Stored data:
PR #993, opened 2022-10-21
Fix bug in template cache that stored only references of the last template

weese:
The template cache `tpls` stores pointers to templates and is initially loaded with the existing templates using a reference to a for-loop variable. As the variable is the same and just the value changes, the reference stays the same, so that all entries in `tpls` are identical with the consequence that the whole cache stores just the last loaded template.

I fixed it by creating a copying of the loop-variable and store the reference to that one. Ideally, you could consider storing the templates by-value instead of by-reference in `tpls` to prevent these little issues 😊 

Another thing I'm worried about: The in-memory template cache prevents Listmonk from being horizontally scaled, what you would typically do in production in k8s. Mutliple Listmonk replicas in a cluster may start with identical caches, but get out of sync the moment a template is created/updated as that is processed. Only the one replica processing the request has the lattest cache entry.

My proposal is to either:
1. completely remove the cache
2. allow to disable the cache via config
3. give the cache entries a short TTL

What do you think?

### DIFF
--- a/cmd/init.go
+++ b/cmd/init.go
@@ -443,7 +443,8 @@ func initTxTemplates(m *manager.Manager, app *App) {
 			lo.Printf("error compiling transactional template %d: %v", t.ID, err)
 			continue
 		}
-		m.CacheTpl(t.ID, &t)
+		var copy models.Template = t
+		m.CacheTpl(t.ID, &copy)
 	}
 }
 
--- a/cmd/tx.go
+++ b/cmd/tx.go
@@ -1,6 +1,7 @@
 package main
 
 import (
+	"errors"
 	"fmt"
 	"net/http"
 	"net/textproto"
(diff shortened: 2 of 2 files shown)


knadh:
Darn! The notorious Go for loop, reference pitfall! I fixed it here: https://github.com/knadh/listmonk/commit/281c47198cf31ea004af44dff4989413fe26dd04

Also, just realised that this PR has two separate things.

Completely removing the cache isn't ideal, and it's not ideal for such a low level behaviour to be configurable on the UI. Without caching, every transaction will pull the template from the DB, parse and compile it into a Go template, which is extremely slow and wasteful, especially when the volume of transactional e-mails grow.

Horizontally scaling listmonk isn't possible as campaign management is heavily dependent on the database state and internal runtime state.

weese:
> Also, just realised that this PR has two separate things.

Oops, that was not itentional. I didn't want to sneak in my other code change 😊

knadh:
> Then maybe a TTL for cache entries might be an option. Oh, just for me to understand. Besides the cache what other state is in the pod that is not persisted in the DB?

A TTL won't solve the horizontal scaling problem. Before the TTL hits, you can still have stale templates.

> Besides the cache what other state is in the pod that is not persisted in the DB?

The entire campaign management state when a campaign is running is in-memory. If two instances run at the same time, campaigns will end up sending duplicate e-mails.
...
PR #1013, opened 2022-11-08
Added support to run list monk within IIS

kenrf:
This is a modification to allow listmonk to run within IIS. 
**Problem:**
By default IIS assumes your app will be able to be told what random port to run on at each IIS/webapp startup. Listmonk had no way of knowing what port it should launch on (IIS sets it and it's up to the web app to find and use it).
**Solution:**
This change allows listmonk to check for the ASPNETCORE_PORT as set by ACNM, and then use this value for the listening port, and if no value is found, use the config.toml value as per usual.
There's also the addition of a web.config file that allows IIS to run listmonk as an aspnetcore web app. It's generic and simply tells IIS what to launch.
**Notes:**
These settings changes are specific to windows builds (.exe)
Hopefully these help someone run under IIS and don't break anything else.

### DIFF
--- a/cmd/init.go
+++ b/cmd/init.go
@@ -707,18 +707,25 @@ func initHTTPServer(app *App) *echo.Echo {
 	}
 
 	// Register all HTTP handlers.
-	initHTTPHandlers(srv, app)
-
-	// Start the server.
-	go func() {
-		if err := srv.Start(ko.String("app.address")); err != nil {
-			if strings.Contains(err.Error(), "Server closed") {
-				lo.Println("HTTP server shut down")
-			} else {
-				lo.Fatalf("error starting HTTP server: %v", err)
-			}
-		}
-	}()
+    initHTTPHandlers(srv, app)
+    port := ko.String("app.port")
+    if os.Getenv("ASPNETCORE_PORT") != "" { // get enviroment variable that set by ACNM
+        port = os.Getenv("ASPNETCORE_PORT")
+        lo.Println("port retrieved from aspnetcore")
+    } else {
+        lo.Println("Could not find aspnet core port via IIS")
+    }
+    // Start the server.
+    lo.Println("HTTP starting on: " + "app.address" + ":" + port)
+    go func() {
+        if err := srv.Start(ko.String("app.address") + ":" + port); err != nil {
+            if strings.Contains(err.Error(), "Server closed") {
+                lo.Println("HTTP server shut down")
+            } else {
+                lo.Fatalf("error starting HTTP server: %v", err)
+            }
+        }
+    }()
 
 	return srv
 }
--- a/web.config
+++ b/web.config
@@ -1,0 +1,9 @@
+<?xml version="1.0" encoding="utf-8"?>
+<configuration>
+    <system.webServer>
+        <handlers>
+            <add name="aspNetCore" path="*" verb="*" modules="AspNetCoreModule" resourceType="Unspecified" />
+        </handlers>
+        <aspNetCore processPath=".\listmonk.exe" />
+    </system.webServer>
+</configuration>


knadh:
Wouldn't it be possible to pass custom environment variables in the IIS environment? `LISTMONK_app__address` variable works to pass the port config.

- [WHAT YOU WILL DO]: Among the records above, find each line holding the string "things" and pull it out.

- [EXERCISE ANSWER]:
Also, just realised that this PR has two separate things.
> Also, just realised that this PR has two separate things.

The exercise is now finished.